### ACTIVITY
Spot each line in the data below containing "remove" and copy it.

### PROVIDED INFORMATION
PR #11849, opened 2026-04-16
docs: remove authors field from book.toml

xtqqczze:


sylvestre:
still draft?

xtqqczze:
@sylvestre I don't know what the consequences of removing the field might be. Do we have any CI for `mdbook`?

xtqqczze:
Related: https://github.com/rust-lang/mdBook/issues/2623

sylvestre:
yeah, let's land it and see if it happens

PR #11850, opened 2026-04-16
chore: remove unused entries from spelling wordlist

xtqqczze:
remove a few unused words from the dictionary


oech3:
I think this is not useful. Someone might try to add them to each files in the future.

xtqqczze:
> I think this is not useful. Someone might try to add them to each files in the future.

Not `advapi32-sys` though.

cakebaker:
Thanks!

==

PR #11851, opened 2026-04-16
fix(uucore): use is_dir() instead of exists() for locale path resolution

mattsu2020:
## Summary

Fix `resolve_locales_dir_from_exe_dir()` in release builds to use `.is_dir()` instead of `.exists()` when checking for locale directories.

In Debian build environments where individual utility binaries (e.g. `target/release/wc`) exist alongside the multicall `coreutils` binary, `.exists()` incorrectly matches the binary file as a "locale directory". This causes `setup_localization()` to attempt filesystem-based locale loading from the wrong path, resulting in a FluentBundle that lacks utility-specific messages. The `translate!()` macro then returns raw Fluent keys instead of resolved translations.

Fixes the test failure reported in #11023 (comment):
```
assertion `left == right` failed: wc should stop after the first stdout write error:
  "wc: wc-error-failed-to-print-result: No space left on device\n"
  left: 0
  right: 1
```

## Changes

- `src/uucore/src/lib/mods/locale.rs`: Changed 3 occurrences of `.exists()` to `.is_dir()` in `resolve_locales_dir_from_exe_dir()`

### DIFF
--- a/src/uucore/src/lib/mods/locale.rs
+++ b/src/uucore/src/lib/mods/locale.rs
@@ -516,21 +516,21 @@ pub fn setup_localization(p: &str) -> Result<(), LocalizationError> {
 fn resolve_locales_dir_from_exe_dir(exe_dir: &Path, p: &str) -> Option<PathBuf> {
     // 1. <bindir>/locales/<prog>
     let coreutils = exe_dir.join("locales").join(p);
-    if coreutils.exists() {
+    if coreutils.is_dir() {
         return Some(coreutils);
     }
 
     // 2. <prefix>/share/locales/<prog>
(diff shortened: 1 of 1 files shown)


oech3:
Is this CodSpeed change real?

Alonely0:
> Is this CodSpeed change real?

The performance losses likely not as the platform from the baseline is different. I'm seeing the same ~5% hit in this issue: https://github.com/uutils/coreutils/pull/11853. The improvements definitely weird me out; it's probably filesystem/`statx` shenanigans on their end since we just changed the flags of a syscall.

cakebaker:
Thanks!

### WRITTEN RESPONSE
docs: remove authors field from book.toml
chore: remove unused entries from spelling wordlist
remove a few unused words from the dictionary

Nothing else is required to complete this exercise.